PR #2243, opened 2019-11-21
DynamicProtobufSerializer: Debug message for serializer error

hisundar:
## Overview

If a table was opened with a different type but carries entries of different types, then we should be able to catch and log this error.

- [x] Public API has Javadoc

### DIFF
--- a/runtime/src/main/java/org/corfudb/util/serializer/DynamicProtobufSerializer.java
+++ b/runtime/src/main/java/org/corfudb/util/serializer/DynamicProtobufSerializer.java
@@ -151,6 +151,13 @@ public class DynamicProtobufSerializer implements ISerializer {
             return fileDescriptorMap.get(name);
         }
 
+        if (!fdProtoMap.containsKey(name)) {
+            log.error("DynamicProtobufSerializer failed to deserialize unknown file {}",
+                    name);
────────
**Task objective**:
Extract the full listing and reproduce each line exactly.

**Response below**:
PR #2243, opened 2019-11-21
DynamicProtobufSerializer: Debug message for serializer error

hisundar:
## Overview

If a table was opened with a different type but carries entries of different types, then we should be able to catch and log this error.

- [x] Public API has Javadoc

### DIFF
--- a/runtime/src/main/java/org/corfudb/util/serializer/DynamicProtobufSerializer.java
+++ b/runtime/src/main/java/org/corfudb/util/serializer/DynamicProtobufSerializer.java
@@ -151,6 +151,13 @@ public class DynamicProtobufSerializer implements ISerializer {
             return fileDescriptorMap.get(name);
         }
 
+        if (!fdProtoMap.containsKey(name)) {
+            log.error("DynamicProtobufSerializer failed to deserialize unknown file {}",
+                    name);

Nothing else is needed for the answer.